**** Data for processing ****

PR #34, opened 2016-05-31
Close event handler on request

sirakoff:
When upload is aborted, the writeStream doesn't end. So the file cannot be altered or deleted.

PR #188, opened 2021-06-09
Fix memory leaks on interrupted upload

mitjap:
When connection is closed by client (for example when pausing an upload), promise is never settled, which causes memory leak. This issue is present in FileStore and GCSDataStore (not sure about S3Store). In case of FileStore files might stay in write mode and locked.

When using `.pipe()` not all events are connected, so I switched it to new `stream.pipeline(source, destination, cb)`. 

This was inspired by #34.


Acconut:
Nice catch! i didn´t know `stream.pipe` could be dangerous and that there is a `stream.pipeline` method to work around this.

ErunamoJAZZ:
oh god, this would explain those memory leaks I got in a project sometime ago :S

Murderlon (approved):
Needs a merge from master but other than that this seems good to go

Murderlon:
Thanks!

****

Only those lines running from the one containing "Needs a merge" through the last line of the data above are to be copied, exactly, with both ends included.

◆ **Exercise solution**:
Needs a merge from master but other than that this seems good to go

Murderlon:
Thanks!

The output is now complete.